What you are asked to do: Copy the entries exactly, through the "I'm currently attempting" line.

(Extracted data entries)
- Opening Delimiter -
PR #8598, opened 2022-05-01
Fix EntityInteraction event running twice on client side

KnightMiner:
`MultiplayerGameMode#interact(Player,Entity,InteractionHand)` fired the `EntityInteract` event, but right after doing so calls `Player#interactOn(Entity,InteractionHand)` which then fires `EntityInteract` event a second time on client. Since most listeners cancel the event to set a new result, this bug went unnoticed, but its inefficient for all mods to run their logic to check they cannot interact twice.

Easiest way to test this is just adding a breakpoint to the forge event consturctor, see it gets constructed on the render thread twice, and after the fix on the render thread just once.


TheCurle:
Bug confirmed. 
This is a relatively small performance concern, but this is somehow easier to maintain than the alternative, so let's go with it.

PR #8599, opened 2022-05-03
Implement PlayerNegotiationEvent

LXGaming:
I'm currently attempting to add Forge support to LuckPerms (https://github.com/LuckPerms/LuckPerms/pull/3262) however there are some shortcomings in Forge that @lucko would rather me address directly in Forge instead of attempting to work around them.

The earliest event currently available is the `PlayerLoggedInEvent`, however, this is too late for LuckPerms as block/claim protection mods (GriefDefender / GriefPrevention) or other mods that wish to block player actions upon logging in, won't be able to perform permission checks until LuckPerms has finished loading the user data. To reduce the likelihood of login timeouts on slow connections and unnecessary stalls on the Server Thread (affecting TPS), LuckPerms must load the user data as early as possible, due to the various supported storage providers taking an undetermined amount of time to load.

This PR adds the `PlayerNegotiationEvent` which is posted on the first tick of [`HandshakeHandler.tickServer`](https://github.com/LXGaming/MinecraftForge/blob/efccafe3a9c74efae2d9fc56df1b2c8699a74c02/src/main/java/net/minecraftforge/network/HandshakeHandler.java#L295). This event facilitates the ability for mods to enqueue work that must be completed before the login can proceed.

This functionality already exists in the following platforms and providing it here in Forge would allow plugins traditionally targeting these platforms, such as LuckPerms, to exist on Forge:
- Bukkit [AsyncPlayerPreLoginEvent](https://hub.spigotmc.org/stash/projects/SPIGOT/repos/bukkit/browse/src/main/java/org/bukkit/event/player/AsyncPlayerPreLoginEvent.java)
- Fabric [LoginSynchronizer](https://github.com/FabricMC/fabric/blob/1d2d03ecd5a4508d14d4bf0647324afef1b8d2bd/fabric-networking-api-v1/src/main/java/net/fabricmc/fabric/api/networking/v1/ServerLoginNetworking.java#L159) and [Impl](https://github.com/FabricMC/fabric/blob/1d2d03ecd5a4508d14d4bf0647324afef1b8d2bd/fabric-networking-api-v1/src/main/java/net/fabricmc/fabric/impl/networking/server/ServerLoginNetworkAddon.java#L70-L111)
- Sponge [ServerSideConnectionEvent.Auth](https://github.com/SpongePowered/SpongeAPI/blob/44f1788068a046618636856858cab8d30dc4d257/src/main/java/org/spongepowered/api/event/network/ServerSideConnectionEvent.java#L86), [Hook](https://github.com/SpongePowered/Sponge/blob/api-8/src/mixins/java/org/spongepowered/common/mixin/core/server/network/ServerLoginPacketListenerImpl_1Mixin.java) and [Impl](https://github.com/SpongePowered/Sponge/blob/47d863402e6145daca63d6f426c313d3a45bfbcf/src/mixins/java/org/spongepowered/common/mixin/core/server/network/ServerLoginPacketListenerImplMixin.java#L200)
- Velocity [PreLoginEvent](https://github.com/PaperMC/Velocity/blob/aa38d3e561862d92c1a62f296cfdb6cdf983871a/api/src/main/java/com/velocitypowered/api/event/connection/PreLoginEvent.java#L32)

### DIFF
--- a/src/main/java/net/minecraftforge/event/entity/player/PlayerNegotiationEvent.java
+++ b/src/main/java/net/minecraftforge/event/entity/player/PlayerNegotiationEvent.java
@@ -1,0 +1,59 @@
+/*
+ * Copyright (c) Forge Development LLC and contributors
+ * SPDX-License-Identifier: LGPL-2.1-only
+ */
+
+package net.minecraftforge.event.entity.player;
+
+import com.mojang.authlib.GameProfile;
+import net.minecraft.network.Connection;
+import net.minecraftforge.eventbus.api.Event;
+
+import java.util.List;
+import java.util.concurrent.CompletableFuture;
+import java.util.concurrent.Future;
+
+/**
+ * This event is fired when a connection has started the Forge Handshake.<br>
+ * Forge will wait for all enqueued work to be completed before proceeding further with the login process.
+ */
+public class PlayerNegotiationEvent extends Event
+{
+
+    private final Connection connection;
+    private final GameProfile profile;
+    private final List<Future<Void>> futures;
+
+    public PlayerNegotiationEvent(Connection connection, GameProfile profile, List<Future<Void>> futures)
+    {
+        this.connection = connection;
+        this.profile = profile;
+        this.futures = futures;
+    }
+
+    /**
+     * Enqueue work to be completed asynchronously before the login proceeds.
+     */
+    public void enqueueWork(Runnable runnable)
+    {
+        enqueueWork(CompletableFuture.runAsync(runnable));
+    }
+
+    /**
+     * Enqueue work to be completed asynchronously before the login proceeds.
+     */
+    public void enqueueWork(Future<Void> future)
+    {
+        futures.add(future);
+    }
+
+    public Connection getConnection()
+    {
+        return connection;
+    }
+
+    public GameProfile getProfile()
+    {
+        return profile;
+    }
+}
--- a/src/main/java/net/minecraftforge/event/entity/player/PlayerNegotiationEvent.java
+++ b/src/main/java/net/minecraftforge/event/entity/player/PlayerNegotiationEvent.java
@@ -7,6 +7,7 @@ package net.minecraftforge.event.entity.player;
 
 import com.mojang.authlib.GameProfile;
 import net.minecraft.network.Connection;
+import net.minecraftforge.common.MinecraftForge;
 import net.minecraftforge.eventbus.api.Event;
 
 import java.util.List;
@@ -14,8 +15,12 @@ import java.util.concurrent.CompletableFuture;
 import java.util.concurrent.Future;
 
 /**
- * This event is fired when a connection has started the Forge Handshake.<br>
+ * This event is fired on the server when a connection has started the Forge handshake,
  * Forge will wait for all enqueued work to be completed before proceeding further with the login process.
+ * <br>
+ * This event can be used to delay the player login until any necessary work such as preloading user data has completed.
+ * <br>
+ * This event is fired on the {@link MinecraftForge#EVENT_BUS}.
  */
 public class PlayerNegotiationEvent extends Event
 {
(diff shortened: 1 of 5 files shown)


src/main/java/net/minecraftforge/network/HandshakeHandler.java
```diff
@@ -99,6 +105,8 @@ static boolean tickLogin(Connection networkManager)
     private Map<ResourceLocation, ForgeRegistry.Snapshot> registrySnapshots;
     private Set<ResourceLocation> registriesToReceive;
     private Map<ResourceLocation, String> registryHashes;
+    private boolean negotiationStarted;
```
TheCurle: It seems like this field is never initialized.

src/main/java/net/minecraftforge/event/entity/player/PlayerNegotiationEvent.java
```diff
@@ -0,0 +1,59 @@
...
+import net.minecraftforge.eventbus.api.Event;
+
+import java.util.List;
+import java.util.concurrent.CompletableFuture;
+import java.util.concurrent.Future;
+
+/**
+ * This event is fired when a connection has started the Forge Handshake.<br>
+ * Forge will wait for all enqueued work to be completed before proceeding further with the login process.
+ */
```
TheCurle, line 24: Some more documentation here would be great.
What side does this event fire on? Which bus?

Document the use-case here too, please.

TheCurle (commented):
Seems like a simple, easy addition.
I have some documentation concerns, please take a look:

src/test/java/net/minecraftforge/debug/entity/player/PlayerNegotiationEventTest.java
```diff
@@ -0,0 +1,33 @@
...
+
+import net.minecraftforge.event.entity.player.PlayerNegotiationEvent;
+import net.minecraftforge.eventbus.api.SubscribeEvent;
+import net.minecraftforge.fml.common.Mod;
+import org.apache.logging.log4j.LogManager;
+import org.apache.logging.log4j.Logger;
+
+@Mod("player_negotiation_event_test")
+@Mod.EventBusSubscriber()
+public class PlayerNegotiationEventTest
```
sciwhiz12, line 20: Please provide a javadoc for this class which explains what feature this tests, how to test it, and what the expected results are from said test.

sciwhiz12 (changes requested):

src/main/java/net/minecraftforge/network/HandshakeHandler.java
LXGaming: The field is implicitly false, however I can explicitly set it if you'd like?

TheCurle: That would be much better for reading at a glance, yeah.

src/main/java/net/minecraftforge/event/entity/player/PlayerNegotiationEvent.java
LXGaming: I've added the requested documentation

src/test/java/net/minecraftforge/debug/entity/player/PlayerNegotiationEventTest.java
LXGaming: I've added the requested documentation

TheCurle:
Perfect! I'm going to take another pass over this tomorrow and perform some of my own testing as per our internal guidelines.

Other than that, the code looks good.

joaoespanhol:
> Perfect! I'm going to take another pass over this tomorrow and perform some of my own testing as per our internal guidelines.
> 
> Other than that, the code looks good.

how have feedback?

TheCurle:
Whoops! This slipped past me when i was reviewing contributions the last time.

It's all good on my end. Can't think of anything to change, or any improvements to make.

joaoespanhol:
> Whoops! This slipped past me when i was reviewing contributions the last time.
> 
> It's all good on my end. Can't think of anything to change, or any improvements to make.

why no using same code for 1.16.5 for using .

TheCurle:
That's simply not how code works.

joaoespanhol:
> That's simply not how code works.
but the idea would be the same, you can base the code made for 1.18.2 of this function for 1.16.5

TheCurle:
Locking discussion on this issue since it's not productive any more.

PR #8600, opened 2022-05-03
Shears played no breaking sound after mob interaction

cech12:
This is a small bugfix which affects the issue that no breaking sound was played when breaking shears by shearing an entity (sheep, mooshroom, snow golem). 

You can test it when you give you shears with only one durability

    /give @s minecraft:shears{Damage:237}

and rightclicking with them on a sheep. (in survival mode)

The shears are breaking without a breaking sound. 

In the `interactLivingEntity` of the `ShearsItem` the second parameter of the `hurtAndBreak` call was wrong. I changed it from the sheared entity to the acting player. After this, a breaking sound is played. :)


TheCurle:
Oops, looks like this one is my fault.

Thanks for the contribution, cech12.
- Closing Delimiter -
Expected output:
PR #8598, opened 2022-05-01
Fix EntityInteraction event running twice on client side

KnightMiner:
`MultiplayerGameMode#interact(Player,Entity,InteractionHand)` fired the `EntityInteract` event, but right after doing so calls `Player#interactOn(Entity,InteractionHand)` which then fires `EntityInteract` event a second time on client. Since most listeners cancel the event to set a new result, this bug went unnoticed, but its inefficient for all mods to run their logic to check they cannot interact twice.

Easiest way to test this is just adding a breakpoint to the forge event consturctor, see it gets constructed on the render thread twice, and after the fix on the render thread just once.


TheCurle:
Bug confirmed. 
This is a relatively small performance concern, but this is somehow easier to maintain than the alternative, so let's go with it.

PR #8599, opened 2022-05-03
Implement PlayerNegotiationEvent

LXGaming:
I'm currently attempting to add Forge support to LuckPerms (https://github.com/LuckPerms/LuckPerms/pull/3262) however there are some shortcomings in Forge that @lucko would rather me address directly in Forge instead of attempting to work around them.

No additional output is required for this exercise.